- Playwright, screenwriter
- Born: April 30, 1899 New York City, New York, U.S.
- Died: July 29, 1975 (aged 76) New York City, New York, U.S.
- Occupations: Playwright, screenwriter Theatrical producer
- Writing career
- Genres: Comedy, musical theatre

= H. S. Kraft =

American dramatist

Hyman Solomon Kraft (April 30, 1899 – July 29, 1975), aka Hy Kraft, H.S. Kraft, or Harold Kent (pseudonym due to Hollywood Blacklist), was an American screenwriter, playwright, and theatrical producer.

Among the notable comedy plays that he wrote were Ten Per Cent (1932), Poppa (1929), Cafe Crown (1942), and Top Banana (1952). In 1964 Cafe Crown was revised as a Broadway musical produced by Philip Rose and Swanlee with music by Albert Hague and lyrics by Marty Brill. The musical plot is set in the early 1930s in and around the Cafe Crown at the corner of Second Avenue and 12th Street in New York City. It had one Broadway revival in 1989.

Hy Kraft's 1954 musical play Top Banana was filmed for the screen and released as a movie in 1954, starring Phil Silvers as a television comic trying to regain his ratings on TV. Feeling the show was a personal swipe at him, Milton Berle wrote of it, "The only public attack I got any pleasure from was the one dreamed up by Hy Kraft and Johnny Mercer, and starring Phil Silvers. It was a big Broadway musical called Top Banana, in which Phil played an egomaniac named Jerry Biffle who had a top-rated television show and who directed his rehearsals with a whistle. It was a vicious and funny swipe at me, and I loved it so much, I offered to sue Hy Kraft for the publicity value. Anything to help. After all, I had put some money into the show."
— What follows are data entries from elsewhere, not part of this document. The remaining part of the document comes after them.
PR #938, opened 2020-07-22
validate on blur

matthieu-foucault:


kriscooke:
@matthieu-foucault Is it feasible to validate on mount along with this work as well as it covers the same UX concerns? That way, the user would see errors as soon as they load a given form tab.

app/next-env.d.ts
```diff
@@ -55,3 +58,7 @@ declare module 'react-jsonschema-form/lib/utils' {
     idPrefix: string
   ): IdSchema;
 }
+// Missing type declarations from /lib/validate
+declare module 'react-jsonschema-form/lib/validate' {
+  export function toErrorList(errprSchema: ErrorSchema): any[];
```
kriscooke, line 63: Typo:
```suggestion
  export function toErrorList(errorSchema: ErrorSchema): any[];
```

matthieu-foucault:
@kriscooke the problem with validating on mount is that the required empty fields would all have errors. We could try to filter for fields that have a value in them, but that may be tricky. I'd create another feature PR for that

kriscooke:
I see, I see. 🤔 I suppose it could use some more thought- we wouldn't want all the required fields to have errors the first time a given form is loaded (before they've even had a chance to work on it).

matthieu-foucault:
@kriscooke to you want me to look into validating on mount in this PR or should we schedule that for later?

kriscooke:
It sounds like some more thought should be given to how we would want it to work, or if it would work at all, so probably not in this PR.

Offhand, I can't think of how we would implement it without just yelling at the user for fields they haven't even tried to input yet. Conversely, following your suggestion to only validate required fields on mount that already have a value, it could still be confusing or send the wrong signal to those who are almost ready to submit, but are missing a required field - only, they can't see that when they load the form tab (as it would be specially omitted from the mount validation).

matthieu-foucault:
Note that there is a minor bug/missing feature, which may be confusing here: readonly fields should be validated on change otherwise the user may end up with the following form:

image

kriscooke:
Fields that shouldn't be validated because the user can't interact with them probably have no business being a real form input.

matthieu-foucault:
I decided to change the forms jsonschema instead, and to remove the "required" setting on values that are read-only, as removing them from the form data is potentially a breaking change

In 1950 Hy Kraft was made part of the Hollywood blacklist by the House Committee on Un-American Activities, after remarks by Artie Shaw. His screenwriting credits include Stormy Weather (1943) with Lena Horne and short story credit for Smartest Girl In Town (1936) and Champagne Waltz (1937), in the latter case collaborating with Billy Wilder. He also contributed writing (uncredited) to Mark of the Vampire (1935) with Lionel Barrymore and Bela Lugosi.

He wrote an autobiography, On My Way to the Theater, Macmillan, 1971. The jacket reads, "A lifetime's stroll from New York's Lower East Side to Broadway, with side trips to Hollywood, London, and Washington, D.C., and singular associations with Victor Herbert, Theodore Dreiser, Sinclair Lewis, and the House Un-American Activities Committee."

In 1968, he signed the "Writers and Editors War Tax Protest" pledge, vowing to refuse tax payments in protest against the Vietnam War.

==Personal life==
Kraft was born and died in New York City. He was married to Reata Field (born Reatta Lautterstein), a costume designer. The couple's only child, his daughter, Jill Kraft, Mrs. Leonard Herman, was an actress. She died in 1969 of cancer, and was survived by her husband, and daughter, Lucy.

H.S. Kraft died in 1975, aged 76. Reata Kraft (1904–1978) died in New York, aged 73.